The size of the food-storage (i.e. the amount of food needed to completely fill it once), depends on the population count. The larger the population count the more food it will take to fill the food-storage the next time. In short, the more population, the slower the planet will grow.
Actually to be more precise, it is not the current population count of the planet that defines the size of the food-storage, but it is the average population count over the last 8 turns. Also, should the planet have grown by more than two citizens in the meantime, then those past population-counts are not accounted for in the average population-count calculation.
The calculation of the average population count is displayed when hovering the mouse over the food-storage.
Here it is:
Food-Storage-Size = ((Average-Population-Count - 1) ^ 1.5) * 4 + 4
First of all, it takes the average population count, and rounds it up to the next integer number. This is done to achieve a certain effect. If you have a planet that has a population-count of 5 for several turns already, and it grows to 6, we want the food-storage size to grow right there as well. If we would not round up, your planet would grow to 6, and the food-storage size would stay the same. Then a few turns later it would all of a sudden grow to a larger size. That would look odd. In order to avoid that, the average population count gets rounded up. That’s the value displayed in the tooltip.

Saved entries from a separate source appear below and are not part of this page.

PR #27539, opened 2022-01-06
Core/Auras: Implement SPELL_AURA_MOD_BONUS_ARMOR (465)

aquadeus:
**Changes proposed:**

-  Implement SPELL_AURA_MOD_BONUS_ARMOR

**Tests performed:**

Tested in-game


src/server/game/Spells/Auras/SpellAuraEffects.cpp
```diff
@@ -3537,6 +3537,17 @@ void AuraEffect::HandleModArmorPctFromStat(AuraApplication const* aurApp, uint8
...
 }
 
+void AuraEffect::HandleModStatBonusArmor(AuraApplication const* aurApp, uint8 mode, bool apply) const
+{
+    if (!(mode & (AURA_EFFECT_HANDLE_CHANGE_AMOUNT_MASK | AURA_EFFECT_HANDLE_STAT)))
+        return;
+
+    Unit* target = aurApp->GetTarget();
+
+    if (target->IsPlayer() || target->IsPet())
```
mdX7, line 3547: im quite sure regular units should also be affected by it since they also have armor. I actually scrolled thru the spells with this aura and kinda only saw things which only players triggers however

aquadeus: could be, but spells like 294161 are not casted by pets? or for pets?

aquadeus: solved

PR #27541, opened 2022-01-06
spell 37135 shouldn't control all players

w5860363:
https://tbc.wowhead.com/npc=20045/nether-scryer
spell 37135 https://tbc.wowhead.com/spell=37135/domination
There is only one player in the skill description


w5860363:
@offl He now performs as a whole. He still controls all 25 accounts in the test
Even if there is a group control effect, it should not include all healing and tanks

offl:
Should control 5 random then

PR #27583, opened 2022-01-09
Core/Conditions: Update phases when quest objective is updated

mdX7:
**Tests performed:**

tested ingame

### DIFF
--- a/src/server/game/Entities/Player/Player.cpp
+++ b/src/server/game/Entities/Player/Player.cpp
@@ -17143,6 +17143,8 @@ void Player::UpdateQuestObjectiveProgress(QuestObjectiveType objectiveType, int3
 
     if (anyObjectiveChangedCompletionState)
         UpdateVisibleGameobjectsOrSpellClicks();
+
+    PhasingHandler::OnConditionChange(this);
 }
 
 bool Player::HasQuestForItem(uint32 itemid) const


Shauren:
I don't doubt that this works but what about quests that don't immediately update phases and instead rely on later spellcast (or something like that) to update phases?

mdX7:
for that i'd assume the phase condition wouldnt be about the objective itself but something else (i also don't have a particular quest on my mind for that case though)

mdX7:
okay it seems no spell is cast or something, but credit is added after selecting gossip option (quest is https://www.wowhead.com/quest=57584/a-fate-most-noble btw)
After completing the `Speak to Greeter Mnemis` objective the phase is added.
```
ClientToServer: CMSG_GOSSIP_SELECT_OPTION (0x349A) Length: 24 ConnIdx: 1 Time: 01/13/2022 22:43:33.378 Number: 4548
ServerToClient: SMSG_PHASE_SHIFT_CHANGE (0x2578) Length: 91 ConnIdx: 1 Time: 01/13/2022 22:43:33.467 Number: 4555
ServerToClient: SMSG_QUEST_UPDATE_ADD_CREDIT (0x2A8C) Length: 28 ConnIdx: 1 Time: 01/13/2022 22:43:33.467 Number: 4556

```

Now that we got all the rounding stuff behind us, here’s what the formula actually does: Say the (already rounded) average population count would be 6. First of all 1 is subtracted from it, that leaves 5. Now, 5 is taken to the power of 1.5, which equals to 11.18. This number is always rounded down to the next lowest integer. So we take 11, multiply that by 4 and add another 4 to it. The result is 48.
That means, for a population count of 6, the food-storage size will be set to 48.

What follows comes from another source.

PR #27590, opened 2022-01-10
Core/Quest: Remove RewardMoney from quest_template and send correct data

funjoker:
**Changes proposed:**

-  Remove static RewardMoney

Please note: Stationed military will consume food but will not count towards your population count.
If that doesn’t make much sense to you, it is probably easier to have a look at a table, cause that’s what it comes down to.
| Pop-Count | Storage-Size | Pop-Count | Storage-Size | Pop-Count | Storage-Size | ||
|---|---|---|---|---|---|---|---|
| 1 | 4 | 13 | 168 | 25 | 472 | ||
| 2 | 8 | 14 | 188 | 26 | 504 | ||
| 3 | 12 | 15 | 212 | 27 | 532 | ||
| 4 | 24 | 16 | 236 | 28 | 564 | ||
| 5 | 36 | 17 | 260 | 29 | 596 | ||
| 6 | 48 | 18 | 284 | 30 | 628 | ||
| 7 | 60 | 19 | 308 | 31 | 660 | ||
| 8 | 76 | 20 | 332 | 32 | 692 | ||
| 9 | 92 | 21 | 360 | 33 | 728 | ||
| 10 | 112 | 22 | 388 | 34 | 760 | ||
| 11 | 128 | 23 | 416 | 35 | 796 | ||
| 12 | 148 | 24 | 444 |
Originally the food-storage size was directly linked to the current population count. However, that opened a nasty loophole that allowed one to shuffle large amounts of citizens around, while growing your planet at a unrealistic pace. All you had to do was move most of your citizens into the stationed military box one tick before the planet would grow, and move them back again after the growth. We considered that unfair.
In order to prevent that we introduced the idea with the average population count. As a result, the food-storage size will adapt to your population-count within the next few turns. But it will not adapt the very next turn.